In 1995, while on a 30-minute paid break from her job as a lifeguard at White Water Park, Jenee Johnston, a 16-year-old licensed driver, struck another car on U. S. 41 (Cobb Parkway). Tragically, three people were killed in the collision. Plaintiffs Tonya Nelson and Jessie Harvey are surviving relatives and the administrators of the estates of two of the victims. They filed wrongful death claims against Silver Dollar City, Inc., which operates under the White Water name (hereinafter "White Water"), and Atlanta Structures, L.P. and TRC Realty, Inc.-III, the owners of the adjacent White Water Business Park (hereinafter collectively "Business Park").
The defendants subsequently moved for summary judgment. The trial court granted partial summary judgment, but held that an issue of fact remained on the vicarious liability claim as to whether Johnston was acting in the scope of her employment at the time of the collision. The trial court granted the Business Park's motion for summary judgment. Nelson and Harvey appeal the trial court's order, and White Water cross-appeals from the partial denial of its summary judgment motion.
Viewed in the light most favorable to Nelson and Harvey, the evidence showed that on August 24, 1995, Johnston, accompanied by Joshua Levine, another White Water lifeguard, left the White Water property during a paid break to get lunch. Leaving the park was in violation of company policy, but it is unclear whether this policy was ever communicated to Johnston or Levine. The pair left the park with the knowledge and tacit consent of a supervisor, who had asked Johnston to bring food back for her as well.
Johnston drove through the adjacent Business Park and came to a stop at a point where one of the Business Park's roadways intersected with Cobb Parkway Johnston was aware that she could have driven through the Business Park onto an adjacent street that intersected Cobb Parkway at a traffic light and which would have enabled her to turn without crossing lanes of oncoming traffic. But Johnston testified that she chose to turn onto Cobb Parkway from the Business Park's private roadway, and without the benefit of the traffic light, because she always used that route. She had never had or observed any prior problems or accidents at that intersection.
The collision occurred when Johnston attempted to turn left onto Cobb Parkway across four traffic lanes. Johnston's car struck a car driven by Lee Nelson, in which Michael Harvey was riding as a passenger. Upon impact, Nelson's car crossed the centerline into oncoming traffic, where it struck a third vehicle. Nelson, Harvey, and the driver of the third car were all killed.
Johnston told police at the scene that she was leaving White Water to run an errand for her supervisor. She said that she had looked both ways before starting her turn. In a later taped statement, Johnston again stated that she had left White Water to go out for something for her supervisor. She explained that although she had looked left before beginning her turn, she had not seen Nelson's car. Johnston was charged with failing to yield the right of way.
Case No. A00A1945
1. Nelson and Harvey first assert that the trial court erred in finding that the only jury question as to White Water's vicarious liability was whether Johnston was leaving White Water on a work-related errand for her supervisor or under her supervisor's direction. But we do not read the trial court's order as holding that only one jury issue exists. Rather, we interpret the order as finding that summary judgment was precluded on the issue of White Water's vicarious liability because at least one jury issue exists. Accordingly, we find no error.

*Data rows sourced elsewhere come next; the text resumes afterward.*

PR #279, opened 2022-03-10
u-boot-iot2050: Update patch queue to fix detection of Advanced devices

jan-kiszka:
The introduction of generated config nodes had another trap which is now
resolved.

Should obsolete #278.


AsuraZeng (approved):
looks good to me

BaochengSu (approved):

PR #283, opened 2022-03-17
openssl: Drop pinning to BASE_DISTRO_CODENAME

jan-kiszka:
This is neither needed anymore because we have no additional version in
out apt sources. Nor does it work when there is an update in -security
while the pinning pulls from the release repo:

The following packages will be DOWNGRADED:
  libssl1.1
0 upgraded, 580 newly installed, 1 downgraded, 0 to remove and 0 not upgraded.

2. Nelson and Harvey next assert that it was error for the trial court to grant summary judgment to White Water on the issue of negligent supervision. They assert that jury issues remain as to whether White Water exercised ordinary care in supervising its employees as they left the park for 30-minute break periods.
"In Georgia, the essential elements of a cause of action for negligence are: (1) a legal duty; (2) a breach of this duty; (3) an injury; and (4) a causal connection between the breach and the injury." (Citation omitted.) Vaughan v. Glymph, 241 Ga. App. 346
, 348 (526 SE2d 357
) (1999). Therefore, Nelson and Harvey must first establish that White Water owed their decedents a legal duty.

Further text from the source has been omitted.